Anggota Geng Motor yang Bawa Senjata Tajam Terancam 10 Tahun Penjara

501
Pesona Indonesia

BATAM (BP) – Penyidik Polsek Nongsa menahan dua anggota geng motor Bocah Berutal Nekat (Bobernex) Ar, 16, dan Ju,16. Keduanya kedapatan membawa senjata tajam (sajam). Dalam tas selempang milik Ju ditemukan sembilan panah, ketapel, serta ladam.

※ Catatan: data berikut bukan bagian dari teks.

PR #1602, opened 2026-09-03
feat(gptme-sessions): resolve subagent tree and count their work in the parent

TimeToBuildBob:
## Summary

Implements **item 1** of the session-attribution work: a subagent-aware reader
so a session's subagents count toward its own signals (tool calls, tokens,
file writes, commits) instead of being orphaned.

`gptme_sessions.transcript` gains:

- `read_session_tree(path) -> SessionTree` — resolves every `Agent`-tool
  subagent (flat `agent-*.jsonl` and workflow agents under `workflows/*/`,
  nested by `spawnDepth`) into a tree via `.meta.json` `toolUseId` joins.
- `SessionTree` / `SubagentNode` dataclasses with `flatten_records()` and
  `flatten_messages()`.
- `subagent_record_files(path)` — the lightweight file-discovery primitive.

`extract_from_path` now routes through `subagent_record_files`, so subagent
tool calls / tokens / writes count toward the parent. A session with no
subagents is byte-identical (verified).

## Motivation

Erik (2026-09-03): "picker takes newest file in directory is never an
acceptable heuristic … we should be able to accurately attribute." Subagent
outputs should roll up to their parent session so interactive sessions (many
subagents) can be judged on the same footing as autonomous ones.

Previously zero code read `subagents/` — `agent_count` counted spawns but
never the children's work. This closes the read side.

## Verification

- `python3 -m pytest packages/gptme-sessions/tests/` → 1378 passed
  (incl. 6 new `test_transcript_tree.py` cases: nested resolution, flatten
  superset, byte-identical no-subagent, self-loop cycle guard, `extract_from_path`
  subagent counting).
- Real-session smoke: session `ddc0c98d…` (110 Agent calls) resolves 166
  subagents (123 depth-1 / 40 depth-2 / 3 depth-3) and its `extract_from_path`
  now reports tool calls / tokens from children.

## Notes

- Cycle guard: a subagent's own JSONL carries the parent `Agent` tool-use as
  context, so its `toolUseId` re-matches itself — a `visited` set breaks that loop.
- Remaining attribution items (interactive-session grading, parent links for
  out-of-process children) are follow-ups in the tracking task, not this PR.

### DIFF
--- a/packages/gptme-sessions/src/gptme_sessions/signals.py
+++ b/packages/gptme-sessions/src/gptme_sessions/signals.py
@@ -774,6 +774,12 @@ def extract_signals_cc(msgs: list[dict]) -> dict:
     # command used `gh pr merge` without an explicit number). Keyed by tool_use_id.
     _pr_merge_num_by_tool_id: dict[str, int] = {}
     detail_by_value: dict[str, dict[str, object]] = {}
+    # Subagent transcripts can repeat parent context verbatim. Count each
+    # tool invocation/result once across the flattened session, keyed by the
+    # stable Claude tool-use id. Records without an id cannot be identified
+    # safely and retain the historical per-record behavior.
+    seen_tool_use_ids: set[str] = set()
+    seen_tool_result_ids: set[str] = set()
 
     for record in msgs:
         rec_type = record.get("type", "")
@@ -795,17 +801,22 @@ def extract_signals_cc(msgs: list[dict]) -> dict:
                 tool = item.get("name", "")
                 if not tool:
                     continue
-                tool_calls[tool] = tool_calls.get(tool, 0) + 1
-                step_has_tool = True
 
-                # Track id → name for commit detection filtering and timing
+                # Track id → name for commit detection filtering and timing.
+                # Skip an invocation already seen in parent/ancestor context.
                 tool_id = item.get("id", "")
                 if tool_id:
+                    if tool_id in seen_tool_use_ids:
+                        continue
+                    seen_tool_use_ids.add(tool_id)
                     tool_id_to_name[tool_id] = tool
                     # Record dispatch ids for this assistant turn so each tool
                     # can later be tagged with the final batch size of the turn.
                     if ts is not None:
                         dispatch_ids.append((tool_id, tool))
+
+                tool_calls[tool] = tool_calls.get(tool, 0) + 1
+                step_has_tool = True
 
                 if tool in _CC_WRITE_TOOLS:
                     inp = item.get("input", {})
@@ -951,6 +962,10 @@ def extract_signals_cc(msgs: list[dict]) -> dict:
                     continue
 
                 tool_use_id = item.get("tool_use_id", "")
+                if tool_use_id:
+                    if tool_use_id in seen_tool_result_ids:
+                        continue
+                    seen_tool_result_ids.add(tool_use_id)
 
                 # Per-tool-call duration: match result back to dispatch.
                 # When an assistant message batches multiple tool calls, they all
@@ -1576,6 +1591,30 @@ def extract_usage_cc(msgs: list[dict]) -> dict:
     }
     if stop_reason is not None:
         result["stop_reason"] = stop_reason
+    return result
+
+
+def _combine_cc_usage(parts: list[dict]) -> dict:
+    """Roll up usage extracted independently from parent and subagents."""
+    if not parts:
+        return {}
+
+    additive_fields = (
+        "input_tokens",
+        "output_tokens",
+        "cache_creation_tokens",
+        "cache_read_tokens",
+        "total_tokens",
+    )
+    result = {
+        field: sum(_as_int(part.get(field)) or 0 for part in parts) for field in additive_fields
+    }
+    # Parent metadata describes the aggregate session. Fall back to a child
+    # only when the parent did not carry the field at all.
+    for field in ("model", "sys_prompt_tokens", "context_peak_tokens", "stop_reason"):
+        value = next((part.get(field) for part in parts if part.get(field) is not None), None)
+        if value is not None:
+            result[field] = value
     return result
 
 
@@ -2993,20 +3032,28 @@ def extract_from_path(jsonl_path: Path) -> dict:
                 f"{jsonl_path} is a directory and does not contain conversation.jsonl"
             )
     msgs = parse_trajectory(jsonl_path)
-    # Include subagent records so their tool calls, tokens and file writes
-    # count toward the parent session (trajectory attribution, item 1).
+    parent_msgs = list(msgs)
+    subagent_msgs: list[list[dict]] = []
+    # Include subagent records so their tool calls and file writes count toward
+    # the parent session (trajectory attribution, item 1). Keep each transcript
+    # separate for usage extraction: a stream-json ``result`` is cumulative for
+    # one transcript and must not replace assistant usage from its siblings.
     # Best-effort: subagent resolution must never break signal extraction.
     try:
         from .transcript import subagent_record_files
 
         for sub_file in subagent_record_files(jsonl_path):
-            msgs.extend(parse_trajectory(sub_file))
+            child_msgs = parse_trajectory(sub_file)
+            subagent_msgs.append(child_msgs)
+            msgs.extend(child_msgs)
     except Exception:
         pass
     fmt = detect_format(msgs)
     if fmt == "claude_code":
         signals = extract_signals_cc(msgs)
-        usage = extract_usage_cc(msgs)
+        usage_parts = [extract_usage_cc(part) for part in [parent_msgs, *subagent_msgs]]
+        usage_parts = [part for part in usage_parts if part]
+        usage = _combine_cc_usage(usage_parts)
     elif fmt == "pi":
         signals = extract_signals_pi(msgs)
         usage = extract_usage_pi(msgs)
--- a/packages/gptme-sessions/src/gptme_sessions/signals.py
+++ b/packages/gptme-sessions/src/gptme_sessions/signals.py
@@ -2993,6 +2993,16 @@ def extract_from_path(jsonl_path: Path) -> dict:
                 f"{jsonl_path} is a directory and does not contain conversation.jsonl"
             )
     msgs = parse_trajectory(jsonl_path)
+    # Include subagent records so their tool calls, tokens and file writes
+    # count toward the parent session (trajectory attribution, item 1).
+    # Best-effort: subagent resolution must never break signal extraction.
+    try:
+        from .transcript import subagent_record_files
+
+        for sub_file in subagent_record_files(jsonl_path):
+            msgs.extend(parse_trajectory(sub_file))
+    except Exception:
+        pass
     fmt = detect_format(msgs)
     if fmt == "claude_code":
         signals = extract_signals_cc(msgs)
--- a/packages/gptme-sessions/src/gptme_sessions/transcript.py
+++ b/packages/gptme-sessions/src/gptme_sessions/transcript.py
@@ -891,7 +891,9 @@ def _agent_tool_use_ids(records: list[dict]) -> list[tuple[str, dict]]:
                 and block.get("type") == "tool_use"
                 and block.get("name") == "Agent"
             ):
-                out.append((block.get("id"), block))
+                tool_id = block.get("id")
+                if tool_id is not None:
+                    out.append((tool_id, block))
     return out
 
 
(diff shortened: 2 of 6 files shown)


TimeToBuildBob:
## 🤖 AI code review

Adds subagent tree resolution to gptme_sessions.transcript: new SessionTree and SubagentNode dataclasses, read_session_tree, and subagent_record_files, all exported from __init__.py. extract_from_path in signals.py now appends subagent trajectory records to the parent's records before format detection and signal extraction so subagent tool calls and tokens count toward the parent. Adds a new test file test_transcript_tree.py covering nesting, flattening, self-loop guard, and extract_from_path counting.

**❌ P1 high** — `packages/gptme-sessions/src/gptme_sessions/transcript.py:981`

In read_session_tree, the tool_use-linked branch stores (meta, child_path) in agent_map without checking that child_path exists, while the adjacent workflow branch explicitly guards with child_path.exists() before appending. _build_subagent_nodes later resolves any parent 'Agent' tool_use whose id is in agent_map and _make_subagent_node calls parse_trajectory(child_path), which opens the file and raises FileNotFoundError when it is absent. Claude Code writes the .meta.json at spawn time; if the agent is interrupted before writing its trajectory, or the jsonl is cleaned up, every call to the new public read_session_tree raises and the whole session's tree analysis fails rather than skipping the missing child.

```suggestion
if tool_use_id and child_path.exists():
                    agent_map[tool_use_id] = (meta, child_path)
```

<sub>**How this was verified:** Read _make_subagent_node (lines 900-921): its children list is built only from _build_subagent_nodes(child_records, agent_map, ...), which scans _agent_tool_use_ids; workflow files never carry a matching Assistant/Agent tool_use so their descendants are unreachable. The workflow fallback loop exists only at read_session_tree top level.</sub>

**⚠️ P2 medium** — `packages/gptme-sessions/src/gptme_sessions/signals.py:3002`

extract_from_path appends every file from subagent_record_files to the parent's records before extraction, but subagent trajectory files carry the parent's spawning 'Agent' tool-use as context (the PR's own _build_subagent_nodes docstring states this). Since _agent_tool_use_ids matches those echoed records (type == 'assistant'), extract_signals_cc counts the parent's 'Agent' tool_use once from the parent and once from every child file, so a parent that spawned N subagents reports tool_calls['Agent'] = N+1 and gains one extra step per echoed record. The read_session_tree path avoids this with its visited set; subagent_record_files has no equivalent dedup. The inflated total_tools also lowers the error rate used by grade_signals.

<sub>**How this was verified:** Traced _agent_tool_use_ids (lines 879-897), which matches type=='assistant' records, and extract_signals_cc's tool_calls/steps counting over the flattened list; test_transcript_tree's _cc_assistant_with_agent writes the parent's Agent tool_use into child files (lines 94-99 and 177-178), confirming the echo is an assistant record.</sub>

</details>

- `packages/gptme-sessions/src/gptme_sessions/__init__.py` — Exports SessionTree, SubagentNode, read_session_tree, and subagent_record_files in imports and __all__.
- `packages/gptme-sessions/src/gptme_sessions/signals.py` — extract_from_path now appends records from subagent_record_files before detect_format and extraction.
- `packages/gptme-sessions/src/gptme_sessions/transcript.py` — Adds SubagentNode and SessionTree dataclasses, subagent_record_files, and read_session_tree with recursive subagent resolution.
- `packages/gptme-sessions/tests/test_transcript_tree.py` — New test file covering nested subagent resolution, flattening, no-subagent identity, self-loop guard, and subagent counting.

</details>

| `4749374f33f8` | 3/5 | 3 | llm | 2026-09-03 19:41 UTC |

</details>

<sub>Reviewed `790340ca03f3` · `openrouter/deepseek/deepseek-v4-flash-0731` · `llm` engine · 179s · [about this reviewer](https://github.com/gptme/gptme-contrib/blob/master/docs/ai-reviewer.md)</sub>

</details>

packages/gptme-sessions/src/gptme_sessions/signals.py
```diff
@@ -2993,6 +2993,16 @@ def extract_from_path(jsonl_path: Path) -> dict:
                 f"{jsonl_path} is a directory and does not contain conversation.jsonl"
             )
     msgs = parse_trajectory(jsonl_path)
+    # Include subagent records so their tool calls, tokens and file writes
+    # count toward the parent session (trajectory attribution, item 1).
+    # Best-effort: subagent resolution must never break signal extraction.
+    try:
+        from .transcript import subagent_record_files
+
+        for sub_file in subagent_record_files(jsonl_path):
```
TimeToBuildBob, line 3045: ❌ **P1** — extract_from_path appends every subagent's JSONL records to the parent's msgs before extraction. extract_usage_cc then treats the whole stream as one session: when any type=="result" record carries cumulative usage (the documented --stream-json parent format, or a resumed sub-session), lines 1549-1562 prefer those result totals over the per-turn sums computed from ALL preceding records — which now include the appended subagent usage. For a stream-json parent, result_usage is the parent's own total, so subagent input/output/cache tokens accumulated in per_turn_* are discarded and only the parent's totals are reported; a subagent-with-result inverts it and drops the parent's usage. Result: for CC sessions containing a result record, the PR's claimed token attribution silently does not happen and usage/cost metrics undercount, while tool-call and write counts do include subagents — the totals diverge between durable and stream-json sessions.

packages/gptme-sessions/src/gptme_sessions/transcript.py
```diff
@@ -736,3 +736,262 @@ def read_transcript(path: Path) -> SessionTranscript:
...
+def _make_subagent_node(
+    child_path: Path,
+    meta: dict,
+    tool_use_id: str | None,
+    parent_depth: int,
+    agent_map: dict[str, tuple[dict, Path]],
+    visited: set[str],
+) -> SubagentNode:
+    """Build a SubagentNode for ``child_path``, recursing into its children."""
+    child_records = parse_trajectory(child_path)
```
TimeToBuildBob, line 909: ⚠️ **P2** — read_session_tree's meta loop inserts every agent-*.meta.json with a non-empty toolUseId into agent_map with no existence check on the referenced child JSONL. _build_subagent_nodes then calls _make_subagent_node for each matched id, and _make_subagent_node calls parse_trajectory(child_path), whose open() raises FileNotFoundError when the child file is gone. Claude Code prunes/GCs subagent transcripts while leaving stale .meta.json files behind, so a real session whose meta points at a removed child crashes the new public read_session_tree API with an unhandled exception; extract_from_path is unaffected because it globs only existing jsonl files. The result is that direct consumers of the exported read_session_tree fail on any session with an orphaned meta entry instead of skipping that child.

packages/gptme-sessions/src/gptme_sessions/transcript.py
```diff
@@ -736,3 +736,262 @@ def read_transcript(path: Path) -> SessionTranscript:
...
+    """
+    parent_jsonl = _resolve_parent_jsonl(path)
+    parent_records = parse_trajectory(parent_jsonl)
+    parent = read_transcript(parent_jsonl)
+
+    agent_map: dict[str, tuple[dict, Path]] = {}
+    workflow_files: list[Path] = []
+    sub_dir = _find_subagents_dir(parent_jsonl)
+    if sub_dir is not None:
+        for meta_path in sorted(sub_dir.glob("agent-*.meta.json")):
```
TimeToBuildBob, line 972: ⚠️ **P2** — read_session_tree only considers a flat subagent if it has an `agent-*.meta.json` file: the meta loop (line 970) iterates only meta files, and the workflow fallback globs only under `workflows/`. If a flat `agent-*.jsonl` exists but its `.meta.json` is missing or unreadable (the loop `continue`s on JSONDecodeError/OSError), that subagent is never added to the tree. Its records are not included in flatten_records or flatten_messages, so its tool calls, writes, and tokens are silently dropped from any consumer using read_session_tree. extract_from_path, by contrast, uses subagent_record_files, which globs the JSONL directly and would still include that file—so the two entry points disagree for the same session.

TimeToBuildBob:
Fixed the CI type error in `790340ca`: `_agent_tool_use_ids` now skips Agent tool-use blocks without an ID before appending the typed `(str, block)` pair.

Verified locally:
- gptme-sessions mypy: no issues in 23 source files
- `tests/test_transcript_tree.py`: 6 passed

Pushed to the PR branch; fresh CI is running.

packages/gptme-sessions/src/gptme_sessions/transcript.py
```diff
@@ -736,3 +736,264 @@ def read_transcript(path: Path) -> SessionTranscript:
...
+            try:
+                meta = json.loads(meta_path.read_text())
+            except (OSError, json.JSONDecodeError):
+                continue
+            child_stem = meta_path.name.removesuffix(".meta.json")
+            child_path = meta_path.parent / f"{child_stem}.jsonl"
+            tool_use_id = meta.get("toolUseId", "")
+            if tool_use_id:
+                agent_map[tool_use_id] = (meta, child_path)
```
TimeToBuildBob, line 983: ❌ **P1** — In read_session_tree, the tool_use-linked branch stores (meta, child_path) in agent_map without checking that child_path exists, while the adjacent workflow branch explicitly guards with child_path.exists() before appending. _build_subagent_nodes later resolves any parent 'Agent' tool_use whose id is in agent_map and _make_subagent_node calls parse_trajectory(child_path), which opens the file and raises FileNotFoundError when it is absent. Claude Code writes the .meta.json at spawn time; if the agent is interrupted before writing its trajectory, or the jsonl is cleaned up, every call to the new public read_session_tree raises and the whole session's tree analysis fails rather than skipping the missing child.

packages/gptme-sessions/src/gptme_sessions/signals.py
TimeToBuildBob, line 3045: ⚠️ **P2** — extract_from_path appends every file from subagent_record_files to the parent's records before extraction, but subagent trajectory files carry the parent's spawning 'Agent' tool-use as context (the PR's own _build_subagent_nodes docstring states this). Since _agent_tool_use_ids matches those echoed records (type == 'assistant'), extract_signals_cc counts the parent's 'Agent' tool_use once from the parent and once from every child file, so a parent that spawned N subagents reports tool_calls['Agent'] = N+1 and gains one extra step per echoed record. The read_session_tree path avoids this with its visited set; subagent_record_files has no equivalent dedup. The inflated total_tools also lowers the error rate used by grade_signals.

TimeToBuildBob:
@greptileai review

packages/gptme-sessions/src/gptme_sessions/transcript.py
TimeToBuildBob: Fixed in 5b1ae65c: orphaned metadata is skipped unless its JSONL exists; regression coverage confirms read_session_tree returns an empty child list instead of raising.

packages/gptme-sessions/src/gptme_sessions/signals.py
TimeToBuildBob: Fixed in 5b1ae65c: Claude tool calls/results are deduplicated by stable tool-use ID across parent-context echoes, and token usage is extracted per transcript before additive rollup. Regression tests cover Agent/step deduplication and parent-result plus child usage.

packages/gptme-sessions/src/gptme_sessions/transcript.py
TimeToBuildBob: Fixed in 5b1ae65c; see the existing thread reply for the code and regression-test details. Resolving now after confirming the fix is present on the PR head.

packages/gptme-sessions/src/gptme_sessions/signals.py
TimeToBuildBob: Fixed in 5b1ae65c; see the existing thread reply for the deduplication and per-transcript usage-rollup details. Resolving now after confirming the fix is present on the PR head.

TimeToBuildBob:
Fixed both current AI-review findings in `5b1ae65c`:

- skip orphaned `.meta.json` entries whose child trajectory is absent;
- deduplicate echoed Claude tool calls/results by tool-use ID;
- extract cumulative usage per parent/child transcript, then add the totals so one stream `result` cannot replace sibling usage.

Added regression coverage for both findings plus missing-meta fallback. Local verification: 10 targeted tests passed, mypy passed, and Ruff check/format passed. The two inline finding threads are replied to and resolved. Fresh CI is running; the in-band review attempted full consensus but one provider pass timed out, so it correctly produced no clean-review claim.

Sementara Ar membawa pisau.

 

foto: cecep mulyana / batampos
foto: cecep mulyana / batampos

 
Senjata tajam tersebut diduga digunakan untuk aksi kejahatan. “Keduanya dikenakan Pasal 2 ayat 1 UU Darurat No 12 Tahun 1951 dengan ancaman penjara setingginya sepuluh tahun,” ujar  Kapolsek Nongsa, Kompol Arthur Sitindaon, Selasa (3/2).

Sedangkan anggota geng motor Bobernex lainnya diwajibkan lapor kepada pihak kepolisian. “Kami pulangkan ke orangtuanya, setelah membuat pernyataan tak akan mengulangi perbuatannya,” katanya. Kapolsek mengatakan, terkait penangkapan anggota geng motor, pihaknya sudah memanggil orang tua agar bertanggung jawab dalam mengawasi pergaulan anak.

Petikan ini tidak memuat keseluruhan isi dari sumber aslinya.